Native prairie ecosystems have been disappearing across North America since the agricultural revolution of the 1800s. The increased need for higher crop yields, infrastructure, and resource extraction were the main instigators of the loss. Although these are important drivers for the United States’ economy, crop efficiency has increased, oil wells are drying up, and infrastructure gets abandoned. This has led to an effort to transition degraded land back to the once-dominant tallgrass prairies. But how do these transitions affect the overall health of the land?
Jennifer Bell, assistant professor of soil science at the University of Wyoming, along with colleagues from the Morton Arboretum and Northern Illinois University, conducted a research project highlighting exactly that. Their recently published paper “Bison and burn timing shape arbuscular mycorrhizal diversity and community composition in tallgrass prairie restorations” links the effects of the management practices, grazing and controlled burning, on the health of soil mycorrhizal fungi.
These fungi are the backbone of prairie ecosystems, responsible for the all-important exchange of nutrients in the soil to the root system of almost all functional plant life.
Soil mycorrhizal fungi survive on the sugars provided from plant roots; on the other hand, the plants utilize the fungi for increased access to water and nutrients. “We often think of soil as useless and just dirt. But that is not true at all,” Bell says.
With the fungi structure being a web of long interconnected fibers, the mycorrhizae associated with each plant within the soil are generally longer than the associated plant’s entire root system.

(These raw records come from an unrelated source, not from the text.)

PR #432, opened 2022-09-27
feat: support timeout in rpc

zhangyouxin:
# Description

Currently there is no timeout for the lumos rpc methods:

```ts
import { RPC } from '@ckb-lumos/rpc'
const rpc = new RPC('YOUR RPC URL')
// if there is something wrong with network or rpc server causing it stuck
// the rpc requests will never return 
await rpc.getBlock("0x1")
```

This pr fixes this by adding a defaut timeout(30 seconds) to the rpc methods and provides a parameter on RPC constructor which user can customize timeout configuration:

```ts
import { RPC } from '@ckb-lumos/rpc'
const rpc = new RPC('YOUR RPC URL', { timeout: 1 }) // milliseconds

// throws time exceeded error
await rpc.getBlock("0x1")
```

## Type of change

- Refactor (non-breaking change)

# How Has This Been Tested?

- An example is provided to test this feature.
- Added test cases

### DIFF
--- a/packages/rpc/example/mockRpcServer.ts
+++ b/packages/rpc/example/mockRpcServer.ts
@@ -1,0 +1,25 @@
+import express from 'express'
+
+const app = express();
+
+app.use(
+  express.urlencoded({
+    extended: true,
+  })
+);
+
+app.use(express.json());
+
+app.post('/', (req, res) => {
+  setTimeout(() => {
+    console.log(req.body);
+    res.send({
+      "jsonrpc": "2.0",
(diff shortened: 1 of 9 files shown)


packages/rpc/example/mockRpcServer.ts
```diff
@@ -0,0 +1,25 @@
+import express from 'express'
```
homura, line 1: we should put the case in to test case, https://github.com/nock/nock

zhangyouxin: done

IronLu233 (approved):

homura (approved):
LGTM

In Nachusa Grasslands of north-central Illinois, Bell studied the health and recovery of mycorrhizal fungi after the restoration to tallgrass prairie from historically row-cropped land. The practices she focused on were controlled burns and grazing, in this case by bison.
Bell found that the abundance, diversity, and community composition of the mycorrhizal fungi were relatively unaffected by fire, but bison impacted community composition and diversity, likely caused by bison-driven changes in the plant community. Recovery of the mycorrhizae happened quickly after burning and restoration, indicating that mycorrhizae can likely recover without added inputs.
While this quick recovery was unexpected, it is actually very important for the land manager. With the new knowledge that the fungi are quite resilient to changes and recover from disturbance quickly, managers now know that mycorrhizae can be restored along with the tallgrass prairie and that they are not causing direct harm to their soil through these specific management practices. Current practices proven to be useful in land restoration projects, like controlled burns, may not need to be adjusted to accommodate conservation of fungi.
Although soil and the life it houses has proven resilient in this study, Bell wants to make sure managers do not forget about the importance of life below ground. During an interview she stated, “Don’t take advantage of your soil.” With the naked eye you cannot see life within the soil, but do not let the invisible be forgotten.
In the future, Bell plans to release more research from Illinois answering the question “How do different plantings with different levels of phylogenetic traits affect the soil microbial communities and soil nutrient cycling?”
In Wyoming she wants to potentially look into the effects of bison on soil health in more locations, due to bison abundance and establishment in Yellowstone and potential introduction on the Wind River Indian Reservation. Bell has a deep love and interest for soil, which makes it exciting to see where she takes her research next!
Bell and her collaborators published their findings in the scientific journal Applied Soil Ecology in February 2025.